For this type of test, the quantity of interest is typically not so much the exact value of \(\omega_r\), but rather the P-value (or Q-value) that \(\omega_r \ne 1\). That P-value (or Q-value) is what indicates the credence that you should lend to the idea that a site is under diversifying selection if \(\omega_r > 1\).
Note that the Q-values are computed separately for \(\omega > 1\) and \(\omega < 1\), since we do not necessarily expect a symmetric distribution of \(\omega\) values.
Site-specific differential selection¶
This file has the suffix _diffprefsbysite.txt
, and is created only if using the --diffprefsbysite
option to an ExpCM. These are the differential preferences (the \(\Delta\pi_{r,a}\) values) described in Bloom, Biology Direct, 12:1 and Experimentally Informed Codon Models.

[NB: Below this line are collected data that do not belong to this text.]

PR #120, opened 2023-11-22
refactor(RHTAPWATCH-479): kwok image use sysv-init

ifireball:
Make our kwok image use the busybox version of sys-v init to launch and monitor processes. This will allow us to make it run multiple processes.

### DIFF
--- a/kwok/Dockerfile
+++ b/kwok/Dockerfile
@@ -3,7 +3,8 @@ FROM registry.k8s.io/kwok/cluster:v0.4.0-k8s.v1.27.3
 ARG CLUSTER_NAME=kwok
 ENV CLUSTER_NAME=${CLUSTER_NAME}
 
-COPY --chmod=755 user-signups.sh entrypoint.sh toolchain.dev.openshift.com_usersignups.yaml ./
+COPY --chmod=755 user-signups.sh toolchain.dev.openshift.com_usersignups.yaml ./
+COPY --chmod=644 inittab /etc/inittab
 
 RUN KWOK_KUBE_APISERVER_PORT=0 kwokctl create cluster --name "$CLUSTER_NAME" || exit 1 && \
     kwokctl --name="$CLUSTER_NAME" kubectl apply -f toolchain.dev.openshift.com_usersignups.yaml && \
@@ -11,4 +12,4 @@ RUN KWOK_KUBE_APISERVER_PORT=0 kwokctl create cluster --name "$CLUSTER_NAME" || 
     rm user-signups.sh toolchain.dev.openshift.com_usersignups.yaml && \
     kwokctl stop cluster --name="$CLUSTER_NAME"
 
-ENTRYPOINT ["/entrypoint.sh"]
+ENTRYPOINT ["/sbin/init"]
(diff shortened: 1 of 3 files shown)


kwok/Dockerfile
```diff
@@ -4,11 +4,12 @@ ARG CLUSTER_NAME=kwok
...
+COPY --chmod=644 inittab /etc/inittab
 
 RUN KWOK_KUBE_APISERVER_PORT=0 kwokctl create cluster --name "$CLUSTER_NAME" || exit 1 && \
     kwokctl --name="$CLUSTER_NAME" kubectl apply -f toolchain.dev.openshift.com_usersignups.yaml && \
     sh ./user-signups.sh && \
     rm user-signups.sh toolchain.dev.openshift.com_usersignups.yaml && \
     kwokctl stop cluster --name="$CLUSTER_NAME"
 
-ENTRYPOINT ["/entrypoint.sh"]
+ENTRYPOINT ["/sbin/init"]
```
yftacherzog, line 15: If I understand correctly, the `ENTRYPOINT ["/entrypoint.sh"]` part is misleading. We're not running our `entrypoint.sh`, but the [one coming from the base image](https://github.com/kubernetes-sigs/kwok/blob/main/images/cluster/entrypoint.sh).

With this change, are we still starting it?

yftacherzog: (or still running something that does a similar job)

srivickynesh: yes @yftacherzog .

ifireball: no, we are overriding the one in the base image with our own during the image build. We have no need for the functionality in the base image entry point which has to do with setting up a cluster which we do during the build.

srivickynesh: Only change why it couldn't reload inittab might be on line 15. https://github.com/srivickynesh/segment-bridge/pull/1/files

yftacherzog: I don't think our `entrypoint.sh` is being copied to the image, so the existing functionality is not using those lines that this PR is putting in `kwok/inittab`.

ifireball: @srivickynesh you are not running init at all in that patch, and you've added a lot of unnecessary stuff that probably causes issues such as command for starting TTYs.

srivickynesh: those are all the defaults that comes within inittab

yftacherzog: ok. I realize now that the line of copying the entrypoint was not a part of the code I was dealing with yesterday.

kwok/Dockerfile
```diff
@@ -4,11 +4,12 @@ ARG CLUSTER_NAME=kwok
 ENV CLUSTER_NAME=${CLUSTER_NAME}
 
 COPY --chmod=755 user-signups.sh entrypoint.sh toolchain.dev.openshift.com_usersignups.yaml ./
```
srivickynesh, line 6:
```suggestion
COPY --chmod=755 user-signups.sh toolchain.dev.openshift.com_usersignups.yaml ./
```

srivickynesh: Also we need to remove kwok/entrypoint.sh as part of this change.

srivickynesh (changes requested):

kwok/Dockerfile
ifireball: @srivickynesh those defaults are for booting whole servers, you are not doing that here...

kwok/Dockerfile
ifireball: done

srivickynesh (approved):
LGTM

Here is an example of the first few lines of a file. The entries are tab separated:
site dpi_A dpi_C dpi_D dpi_E dpi_F dpi_G dpi_H dpi_I dpi_K dpi_L dpi_M dpi_N dpi_P dpi_Q dpi_R dpi_S dpi_T dpi_V dpi_W dpi_Y half_sum_abs_dpi
375 -0.0004 -0.0040 0.0995 -0.8408 -0.0014 0.4839 -0.0029 -0.0003 -0.0062 -0.0333 -0.0092 -0.0039 -0.0003 -0.0340 -0.0000 -0.0036 -0.0073 0.3659 -0.0013 -0.0003 0.9492
421 -0.0107 -0.0062 -0.0092 0.1521 -0.0009 -0.0004 -0.0078 -0.0124 -0.0003 -0.0168 -0.0036 -0.0271 -0.0000 -0.0019 -0.0060 -0.0259 -0.0022 -0.0116 -0.0003 -0.0085 0.1521
283 -0.0126 -0.0124 -0.0001 -0.0031 -0.0052 -0.0129 -0.0131 -0.0047 -0.0014 -0.0085 -0.0077 -0.0012 0.1502 -0.0123 -0.0004 -0.0237 -0.0164 -0.0089 -0.0054 -0.0000 0.1502
294 -0.0078 -0.0087 -0.0112 0.1458 -0.0084 -0.0079 -0.0098 -0.0001 -0.0064 -0.0028 -0.0079 -0.0134 -0.0000 -0.0126 -0.0104 -0.0156 -0.0110 -0.0115 -0.0001 -0.0002 0.1458
127 -0.0088 -0.0006 -0.0010 0.1423 -0.0021 -0.0179 -0.0059 -0.0096 -0.0208 -0.0100 -0.0021 -0.0095 -0.0007 -0.0066 -0.0073 -0.0114 -0.0146 -0.0075 -0.0010 -0.0049 0.1423
289 -0.0079 -0.0127 -0.0005 -0.0002 -0.0228 -0.0005 -0.0154 -0.0156 -0.0033 -0.0167 -0.0113 -0.0034 -0.0004 -0.0004 -0.0094 -0.0020 -0.0028 -0.0133 -0.0006 0.1391 0.1391
The first column gives the site numbers, subsequent columns give the differential preference (\(\Delta\pi_{r,a}\)) for each amino acid. The last column gives the half absolute sum of the differential preferences, \(\sum_a |\Delta\pi_{r,a}|\), at each site. This quantity can range from zero to one. The sites are sorted with the highest half absolute sum differential preference first.